I have checked the DB connectivity and other queries are working fine. I have tried to extract the value of count(*) using an alias, But it failed. Also tried using getString. But it failed.

Class.forName(jdbcDriver)
var connection = DriverManager.getConnection(jdbcUrl,dbUser,pswd)
val statement = connection.createStatement()

 try{
   val sqlQuery = s""" SELECT COUNT(*) FROM USER_TAB_PARTITIONS WHERE 
   TABLE_NAME = \'$tableName\' AND PARTITION_NAME = \'$partitionName\' """
   val resultSet1 = statement.executeQuery(sqlQuery)

   while(resultSet1.next())
   {
      var cnt=resultSet1.getInt(1)
      println("Count="+cnt)

      if(cnt==0)
         // Code to add partition and insert data
      else
        //code to insert data in existing partition
   }

  }catch(Exception e) { ... }

The value of cnt always prints as 0 even though the oracle partition already exists. Can you please let me know what is the error in the code? Is this giving wrong results because I am using scala jdbc to get the result of an aggregate function like count(*)? If yes, then what would be the correct code? I need to use scala jdbc to check whether the partition already exists in oracle and then insert data accordingly.

Upvotes: 0

Views: 119

Answers (1)

Popeye
Popeye

Reputation: 35920

This is just a suggestion or might be the solution in your case.

Whenever you search the metadata tables of the oracle always use UPPER or LOWER on both side of equal sign.

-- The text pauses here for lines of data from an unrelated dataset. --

PR #30, opened 2016-08-02
Look up sha when it is not passed in

d2lam:
If sha is not passed in, call github API to get the sha

### DIFF
--- a/lib/build.js
+++ b/lib/build.js
@@ -48,6 +48,31 @@ function fetchScmUrl(datastore, params, callback) {
     });
 }
 
+/**
+ * Look up repo info such as user, repo name, and sha
+ * @method getRepoInfo
+ * @param  {Model}    user          The user model
+ * @param  {Object}   config        Configuration object that might/might not include sha
+ * @param  {Object}   buildInfo     Other build info that will be returned. Includes
+ *                                  pipelineId, jobName, and scmUrl
+ * @param  {Function} callback      fn(err, sha)
+ */
+function getRepoInfo(user, config, buildInfo, callback) {
+    const repoInfo = githubHelper.getInfo(buildInfo.scmUrl);
+    const response = hoek.applyToDefaults(buildInfo, repoInfo);
+
+    if (config.sha) {
+        return callback(null, hoek.applyToDefaults(response, { sha: config.sha }));
+    }
+
+    return githubHelper.run({
+        user,
+        username: config.username,
+        action: 'getBranch',
+        params: repoInfo
+    }, (err, repo) => callback(err, hoek.applyToDefaults(response, { sha: repo.commit.sha })));
+}
+
 class BuildModel extends BaseModel {
     /**
      * Construct a BuildModel object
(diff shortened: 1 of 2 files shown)


lib/build.js
```diff
@@ -83,39 +83,62 @@ class BuildModel extends BaseModel {
             number: now
         });
         const initialBuildData = {
-            cause: 'Started by user',
+            cause: `Started by user ${config.username}`,
```
tkyi: 👍  cool!

tkyi:
👍 LGTM
giphy-2

lib/build.js
stjohnjohnson: It is cool, but it's not correct sadly.  Username is for looking up which GitHub token to use.  Maybe we should rename username and pass in it as another value.

lib/build.js
```diff
@@ -83,39 +83,62 @@ class BuildModel extends BaseModel {
...
+                buildInfo = data;
+                repoInfo = githubHelper.getInfo(buildInfo.scmUrl);
+                // If sha is passed in, save it
+                if (sha) {
+                    initialBuildData.sha = sha;
+
+                    return next(null, null);
+                }
+                // If sha is not passed in, look it up
+                githubHelper.run({
```
stjohnjohnson: Why not add return here?  Remove the eslint warning.

lib/build.js
d2lam: ah that's right.

lib/build.js
```diff
@@ -88,34 +88,56 @@ class BuildModel extends BaseModel {
...
         };
+        let buildInfo;
         let repoInfo;
 
         async.waterfall([
-            (next) => {
+            async.apply(fetchJob, this.datastore, jobId),
+            async.apply(fetchScmUrl, this.datastore),
+
+            /* eslint-disable consistent-return */
```
stjohnjohnson: Not needed

d2lam: oopsie

FenrirUnbound:
👍 

hxzmubg - imgur

lib/build.js
```diff
@@ -88,34 +88,55 @@ class BuildModel extends BaseModel {
...
         };
+        let buildInfo;
         let repoInfo;
 
         async.waterfall([
-            (next) => {
+            async.apply(fetchJob, this.datastore, jobId),
+            async.apply(fetchScmUrl, this.datastore),
+
+            (data, next) => {
```
petey: I think this is overly complex, and could be refactored.

You can make a method that would return a sha, either from the given data, or as a result of a github lookup. This can be refactored out of the create method to reduce complexity. The following method in the waterfall which performs `datastore.save()` could then just take in a sha, and save it to `initialBuildData`.

d2lam:
@petey  I refactored the code. Hope it looks cleaner now :)

stjohnjohnson:
LGTM 👍 
mrw_i_see_my_crazy_ex_gf_at_the_grocery_store

petey:
👍 

fishing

Oracle converts every object name in to the upper case and store it in the metadata unless you have specifically provided the lower case object name in double quotes while creating it.

So take an following example:

-- 1
CREATE TABLE "My_table_name1" ... -- CASE SENSISTIVE

-- 2
CREATE TABLE My_table_name2 ... -- CASE INSENSITIVE

In first query, we used double quotes so it will be stored in the metadata of the oracle as case sensitive name.

In second query, We have not used double quotes so the table name will be converted into the upper case and stored in the metadata of the oracle.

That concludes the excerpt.